Work instructions: Gather all lines in the entries below that include the word "issues".
***
PR #1664, opened 2021-07-29
fix(LocalSdpMunger): do not fake video sdp when screen sharing

paweldomas:
... is stopped. If there's any sRD/sLD cycle happening
while the screen sharing stops, the local track
returns muted and it was injecting fake video SSRCs
which results in invalid SSRC description.

At the time when it happens there's error log in jicofo:
"Error adding SSRCs from X"
and the client will get bad-request error in response
to the source-add request.

### DIFF
--- a/modules/sdp/LocalSdpMunger.js
+++ b/modules/sdp/LocalSdpMunger.js
@@ -4,6 +4,7 @@ import { getLogger } from 'jitsi-meet-logger';
 
 import MediaDirection from '../../service/RTC/MediaDirection';
 import * as MediaType from '../../service/RTC/MediaType';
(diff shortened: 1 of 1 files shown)


jallamsetty1:
@paweldomas, does the repro case involve a camera source added automatically when the screenshare is being removed ? I don't understand when the local video track will come back as muted. If no camera source is automatically added, tpc.getLocalTracks('video') will return an empty array. If a camera source has been added, does that come back as muted ? If the new ssrc hasn't being signed to Jicofo, is the active field on the associated MediaStream set to false ?

jallamsetty1 (approved):

PR #1665, opened 2021-07-31
support to upgrade role via jwt token.

jiyeyuran:


damencho:
@jiyeyuran Can you give some details, what does this change do?

jiyeyuran:
With this feature, the `authenticateAndUpgradeRole` function on React Native can work with `token`.

saghul:
Ah, is this because mobile doesn't reload the page? I think that might be difference in flow here.

jiyeyuran:
Because the `tokenAuthUrl` in `config.js` is not working on mobile, we want to use the `authenticateAndUpgradeRole` funcation to upgrade the role by Token.

saghul:
Right. How are you calling that at the moment?

saghul:
@damencho In general this SGTM, WDYT?

jiyeyuran:
We want to reuse the login UI of xmpp, so we modified the function.

```
export function authenticateAndUpgradeRole(
        id: string,
        password: string,
        conference: Object) {
    return (dispatch: Dispatch<any>, getState: Function) => {
        const { password: roomPassword } = getState()['features/base/conference'];
        const { apiUrl } = getState()['features/base/config'];
        const process = fetch(`${apiUrl}/login`, {
            method: 'POST',
            headers: {
                'Content-Type': 'application/json'
            },
            body: JSON.stringify({
                username: id.split('@')[0],
                password,
                roomName: conference.getName()
            })
        })
        .then(response => response.json())
        .then(data => data.jwt)
        .then(token => conference.authenticateAndUpgradeRole({
            token,
            roomPassword,
            onLoginSuccessful() {
            // When the login succeeds, the process has completed half
            // of its job (i.e. 0.5).
                return dispatch(_upgradeRoleFinished(process, 0.5));
            }
        }))
        .then(() => dispatch(_upgradeRoleFinished(process, 1)))
        .catch(error => {
            // The lack of an error signals a cancellation.
            if (error.authenticationError || error.connectionError) {
                logger.error('authenticateAndUpgradeRole failed', error);
            }

            dispatch(_upgradeRoleFinished(process, error));
        });

        dispatch(_upgradeRoleStarted(process));

        return process;
    };
}
```

saghul:
Can you please make all cabbages part of the PR so we can see the full picture? Also, what are the steps to test the fix?

jiyeyuran:
1. Join the conference as an anonymous user.
2. The moderator of the conference quit.
3. The anonymous user wants to be the moderator but without jumping out of the conference UI.
4. The anonymous user requests our private API to get JWT token.
5. call `conference.authenticateAndUpgradeRole` with the token. The problem is that the function `authenticateAndUpgradeRole` can only accept the XMPP username and password even the `XMPP` class allows the jwt token as the second parameter.

damencho:
This sounds to me more like your service could just change the affiliation of the participant server-side (in prosody), and the user will receive the new role ... as like it was granted by someone else.

saghul:
I  agree that's a cleaner way to go about it.

jiyeyuran:
Unfortunately, no one in our team knows how to talk with prosody from the server-side. Learning from [AuthHandler.js](https://github.com/jitsi/jitsi-meet/blob/master/modules/UI/authentication/AuthHandler.js) in the `jitsi-meet` project, We think fetching the jwt token, and upgrading the role from js is easier.

damencho:
Then disconnecting and connecting again shouldn't that work with current code base?

damencho:
I'm not sure how this will work if you already are connected and you create a second connection ... this sound suspicious to me?

damencho:
The prosody thing is as easy as creating an HTTP endpoint like this https://github.com/jitsi/jitsi-meet/blob/af010728279b5c9cff0fd75f201a0f1022d094a2/resources/prosody-plugins/mod_muc_census.lua#L76
which will be accessed only by your service and changing the affiliation is done like: https://github.com/jitsi/jitsi-meet/blob/af010728279b5c9cff0fd75f201a0f1022d094a2/resources/prosody-plugins/mod_muc_allowners.lua#L102
There are ton of examples in that folder ...

PR #1669, opened 2021-08-04
Respect custom callstats script url for precall test & add config to toggle callstats collect ip

pangrr:


pangrr:
I think PRs from a bloomberg fork should pass your CLA checks. Could you confirm?

saghul:
Can you please break this PR into 2? I think we can land the first commit right away, but I'd like to discuss the second one some more.

I think it might be a good idea to pass an entire `configParams` object instead of each individual option: https://docs.callstats.io/docs/javascript that would allow any LJM user to set any of those parameters.

pangrr:
> Can you please break this PR into 2? I think we can land the first commit right away, but I'd like to discuss the second one some more.
> 
> I think it might be a good idea to pass an entire `configParams` object instead of each individual option: https://docs.callstats.io/docs/javascript that would allow any LJM user to set any of those parameters.

#1670 for the first part.

pangrr:
#1672 for part 2

PR #1679, opened 2021-08-10
Fix Spot wireless screen sharing feature

saghul:
See each individual commit message for details.


jallamsetty1 (approved):
Typically a PC that is created with offerToReceive audio/video as constraints has both mlines, even if no local sources are added. Looks like the pc created by Spot's wireless screenshare feature doesn't use those options. Nice catch! I wonder if we should change it there so that we don't run into any other unexpected issues.

saghul:
> Typically a PC that is created with offerToReceive audio/video as constraints has both mlines, even if no local sources are added. Looks like the pc created by Spot's wireless screenshare feature doesn't use those options. Nice catch! I wonder if we should change it there so that we don't run into any other unexpected issues.

Yeah we can do that! If you can send a PR I can test it on a Spot setup.

PR #1681, opened 2021-08-11
fix(ProxyConnectionPC): request to receive audio/video.

jallamsetty1:
Offering to receive audio/video during pc creation ensures that there are mlines for audio and video in the SDP, making this change to prevent any unexpected issues (in wireless screensharing for spot) with sdp->jingle translations after the unified plan switch.

### DIFF
--- a/modules/proxyconnection/ProxyConnectionPC.js
+++ b/modules/proxyconnection/ProxyConnectionPC.js
@@ -41,8 +41,8 @@ export default class ProxyConnectionPC {
         this._options = {
             iceConfig: {},
             isInitiator: false,
-            receiveAudio: false,
-            receiveVideo: false,
+            receiveAudio: true,
+            receiveVideo: true,
             ...options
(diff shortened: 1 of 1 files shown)


saghul:
I had a second look at this, and I don't think we want to do this change. This PC is only used to send the "wireless" screen-share from a participant who is not in the conference to the Spot TV. This it's unidirectional and video only. We don't want to receive anything in this PC.

jallamsetty1:
> I had a second look at this, and I don't think we want to do this change. This PC is only used to send the "wireless" screen-share from a participant who is not in the conference to the Spot TV. This it's unidirectional and video only. We don't want to receive anything in this PC.

Are you saying that this is a p2p connection only with the Spot TV ? If that is the case then we should be fine.

saghul:
Yep it's a P2P connection between the remote and the TV, just to send a video stream to it.

PR #1684, opened 2021-08-13
added support for DSCP marking outbound media packets on Chromium

jbg:
Chromium-based browsers support DSCP marking of outbound media packets, but it's disabled by default because some middleboxes on the wider Internet might drop packets with DSCP marks set. On controlled networks (e.g. corporate networks) DSCP can be very helpful for prioritising videoconferencing traffic.

This patch allows it to optionally be enabled with a `enableDSCP` option.

Relevant community discussion: https://community.jitsi.org/t/looking-for-a-way-to-configure-udp-ports-used-in-peer-to-peer-for-1-to-1-sessions-p2p4121/103706/6

### DIFF
--- a/modules/RTC/RTCUtils.js
+++ b/modules/RTC/RTCUtils.js
@@ -76,6 +76,9 @@ let disableNS = false;
 // Disables Automatic Gain Control
 let disableAGC = false;
 
+// Enabled DSCP marking
+let enableDSCP = false;
+
 // Enables stereo.
 let stereo = null;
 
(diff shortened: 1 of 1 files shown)


jbg:
CLA already signed.

modules/RTC/RTCUtils.js
```diff
@@ -377,7 +377,9 @@ class RTCUtils extends Listenable {
             ? { optional: [
                 { googScreencastMinBitrate: 100 },
                 { googCpuOveruseDetection: true }
-            ] }
+            ] + this.options.enableDSCP ? [
+                    { googDscp: true }
+                ] : [] }
```
damencho, line 382: I don't think this syntax is correct, I tested it and it throws an error when enableDSCP is missing ...

jbg: D'oh! Should be fixed now, and changed it to be handled the same way as the other options along with the log message when its value is set.

jbg:
I'm marking this as a draft, because in our testing it doesn't seem to consistently cause DSCP marking to be applied, and based on some research it looks like `RtpSender.setParameters` may need to be used to set the desired marking on a per-sender basis. I'll update this PR once I've investigated further.

PR #1694, opened 2021-08-22
[feat] Audiofeedback prevention

theunafraid:
The purpose of this PR is to make use of a RNN to prevent the audiofeedback loop and be able to act on it BEFORE "howl" without affecting the user experience. More info here https://github.com/theunafraid/audiofeedback-prevention .

This needs much more work and did not have time for it, model must be trained using much more data and did not have time to find or sort it(used [TCD VoIP Dataset](https://qxlab.ucd.ie/index.php/tcd-voip-dataset/) and [MLCommons](https://mlcommons.org/en/) . At the time i began, did not find anything similar(trained model) that works in a similar way to this(classifier).


daimoc:
Hi @theunafraid do you think you'll fix your PR ? This audiofeedback loop looks a nice feature to impove the Jitsi user experience.

theunafraid:
Hi @daimoc  Yes, not sure exactly when, in the next few months(3-4), will have to make time for it.

PR #1695, opened 2021-08-23
feat: JSON encoded sources.

bgrozev:


modules/xmpp/strophe.jingle.js
```diff
@@ -22,6 +22,144 @@ const logger = getLogger(__filename);
...
+
+    // This is where we'll add "source" and "ssrc-group" elements. Create them elements if they don't exist.
+    let videoRtpDescription = getOrCreateRtpDescription(iq, 'video');
+    let audioRtpDescription = getOrCreateRtpDescription(iq, 'audio');
+
+    for (let owner in json.sources) {
+        let ownerSources = json.sources[owner];
+        // The video sources, video ssrc-groups, audio sources and audio ssrc-groups are encoded in that order in the
+        // elements of the array.
+        let videoSources = ownerSources && ownerSources.length > 0 && ownerSources[0];
```
jallamsetty1, line 59: What does the json message look like when a given remote endpoint doesn't have video sources but only audio source ? Or when the endpoint doesn't have any video ssrc-groups, like Firefox with simulcast disabled ?

modules/xmpp/strophe.jingle.js
```diff
@@ -22,6 +22,144 @@ const logger = getLogger(__filename);
...
+ * @param {*} owner the endpoint ID of the owner of the source.
+ * @param {*} sourceCompactJson the compact JSON representation of the source.
+ * @returns the created "source" XML element.
+ */
+function createSourceExtension(owner, sourceCompactJson) {
+    let node = $build('source', {xmlns: 'urn:xmpp:jingle:apps:rtp:ssma:0', ssrc: sourceCompactJson.s})
+    if (sourceCompactJson.m) {
+        node.c('parameter', {name: 'msid', value: sourceCompactJson.m}).up()
+    }
+    if (sourceCompactJson.c) {
```
jallamsetty1, line 98: I think we should be ok with skipping this. WDYT ?
`cname` is not used anywhere, once the ssrc is added to remote desc and sRD is done, the track event fired by the browser uses the `msid` as the stream id which is then used for creating/identifying the remote track.

modules/xmpp/strophe.jingle.js
```diff
@@ -22,6 +22,144 @@ const logger = getLogger(__filename);
...
+            for (let i = 0; i < audioSources.length; i++) {
+                audioRtpDescription.appendChild(createSourceExtension(owner, audioSources[i]))
+            }
+        }
+        if (audioSsrcGroups && audioSsrcGroups.length > 0) {
+            for (let i = 0; i < audioSsrcGroups.length; i++) {
+                audioRtpDescription.appendChild(createSsrcGroupExtension(audioSsrcGroups[i]))
+            }
+        }
+    }
```
jallamsetty1, line 84: Since we are already extracting all the source information from the json message, is it possible to log it here as a debug message so that we can get rid of the log that logs the full iq ?

modules/xmpp/strophe.jingle.js
```diff
@@ -22,6 +22,144 @@ const logger = getLogger(__filename);
...
+    return node.node;
+}
+
+/**
+ * Convert the short string representing SSRC group semantics in compact JSON format to the standard representation (i.e. convert "f" to "FID"
+ *  and "s" to "SIM").
+ * @param {*} str the compact JSON format representation of an SSRC group's semantics.
+ * @returns the SSRC group semantics corresponding to [str].
+ */
+function getSementics(str) {
```
jallamsetty1, line 124: `getSemantics` perhaps ?

modules/xmpp/strophe.jingle.js
```diff
@@ -132,6 +270,16 @@ export default class JingleConnectionPlugin extends ConnectionPlugin {
 
         // see http://xmpp.org/extensions/xep-0166.html#concepts-session
 
+        const jsonMessages = $(iq).find('jingle>json-message');
```
jallamsetty1, line 273: I don't see that we are doing the same [here](https://github.com/jitsi/lib-jitsi-meet/blob/master/modules/xmpp/JingleSessionPC.js#L1632) for source-adds. Is there a reason for that ? Is Jicofo going to batch up sources in source-add and use the json format or is that coming later ?

modules/xmpp/strophe.jingle.js
bgrozev: I'd be more than happy to remove it everywhere :)

modules/xmpp/strophe.jingle.js
bgrozev: I don't understand what you mean by "the same". Here we read `<json-message>` and populate the `<content>`s with the sources regardless of the message type (session-initiate, source-add, etc). The JingleSessionPC code then operates as before on `<content>`s containing `<source>`s. 

In the first version Jicofo will encode sources in JSON for all session-initiate and source-add messages. In a later version some source-add messages will be combined (batched).

modules/xmpp/strophe.jingle.js
bgrozev: Ops, will fix.

modules/xmpp/strophe.jingle.js
bgrozev: I'd rather do it in a separate PR though -- starting with Jicofo.

modules/xmpp/strophe.jingle.js
jallamsetty1: My bad, yeah I see that the content is modified for all message types 🤦‍♀️

modules/xmpp/strophe.jingle.js
jallamsetty1: Will you still need to make changes in Jicofo if the client stops sending it ? That way we don't have to worry about mobile catching up with latest LJM version.

bgrozev: No, if it is not used by the client then the changes can be done independently.

jallamsetty1 (approved):

PR #1697, opened 2021-08-24
sdp: switch port to 9 and rtp protocol to UDP/TLS/RTP/SAVPF

fippo:
the protocol was switched back in Chrome 44 in 2016:
  https://bugs.chromium.org/p/webrtc/issues/detail?id=2796
the port switch more than five years ago too.


fippo:
wondering if that (in particular the port change; the protocol isn't mapped to jingle) creates woes on the bridge

fippo:
oh wait. the port in the m-line isn't mapped to jingle either. It is only mapped from jingle (and that is still a hack :-)

modules/sdp/SDP.js
```diff
@@ -557,15 +557,15 @@ SDP.prototype.jingle2media = function(content) {
...
 
-    media.port = '1';
+    media.port = '9';
     if (content.attr('senders') === 'rejected') {
         // estos hack to reject an m-line.
         media.port = '0';
     }
     if (transport.find('>fingerprint[xmlns="urn:xmpp:jingle:apps:dtls:0"]').length) {
-        media.proto = sctp.length ? 'DTLS/SCTP' : 'RTP/SAVPF';
+        media.proto = sctp.length ? 'DTLS/SCTP' : 'UDP/TLS/RTP/SAVPF';
```
nils-ohlmeier, line 566: While you are editing this could you also update `DTLS/SCTP` into `UDP/DTLS/SCTP` please (which is also supported by all major browsers for quite some time now)?

nils-ohlmeier (changes requested):
Thanks for the patch!
LGTM, but it would be great to update the data channel protocol as well at the same time :-)

modules/sdp/SDP.js
fippo: I was wondering about that but what is the state of sctp support even?

nils-ohlmeier: You mean in Jitsi Meet? It is not being used on m.j.s, but people can still turn it own for their own deployments AFAIK. So that is why I think it's worth updating.

fippo: agree, will do a followup change ;-)

fippo:
jenkins please test this

fippo:

JonathanLennox (approved):

PR #1698, opened 2021-08-26
fix(replace-track) Add not null check for newTrack

robertpin:
Fixes error caused by stop screen sharing call (newTrack is null) and video moderation on (isVideoMutedByFocus is true)


saghul:
@damencho 👍

robertpin:
Jenkins test this please.

damencho (approved):

PR #1702, opened 2021-08-31
fix(browser-support): Add audio track to pc always on mobile Safari.

jallamsetty1:
On mobile Safari, if a user joins audio and video muted, the browser doesn't decode the incoming audio. Workaround is to always add the audio track to pc and mute it if needed.


damencho (approved):

jallamsetty1:
Merging since the failing tests are unrelated and are known to fail on Firefox.

PR #1704, opened 2021-09-07
Reduce verbose logs take X

saghul:


modules/xmpp/moderator.js
```diff
@@ -102,7 +102,6 @@ Moderator.prototype.isSipGatewayEnabled = function() {
 };
 
 Moderator.prototype.onMucMemberLeft = function(jid) {
-    logger.info(`Someone left is it focus ? ${jid}`);
```
damencho, line 105: Hum, we do not have a log for someone leaving the room if we remove this one ...

saghul: I see plenty of them. You mean in LJM itself?

damencho: I meant in general ... but yeah, you are right `USER 6c59086d LEFT` from jitsi-meet, sorry

damencho (approved):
***
Answer to this task:
Typically a PC that is created with offerToReceive audio/video as constraints has both mlines, even if no local sources are added. Looks like the pc created by Spot's wireless screenshare feature doesn't use those options. Nice catch! I wonder if we should change it there so that we don't run into any other unexpected issues.
> Typically a PC that is created with offerToReceive audio/video as constraints has both mlines, even if no local sources are added. Looks like the pc created by Spot's wireless screenshare feature doesn't use those options. Nice catch! I wonder if we should change it there so that we don't run into any other unexpected issues.
Offering to receive audio/video during pc creation ensures that there are mlines for audio and video in the SDP, making this change to prevent any unexpected issues (in wireless screensharing for spot) with sdp->jingle translations after the unified plan switch.
  https://bugs.chromium.org/p/webrtc/issues/detail?id=2796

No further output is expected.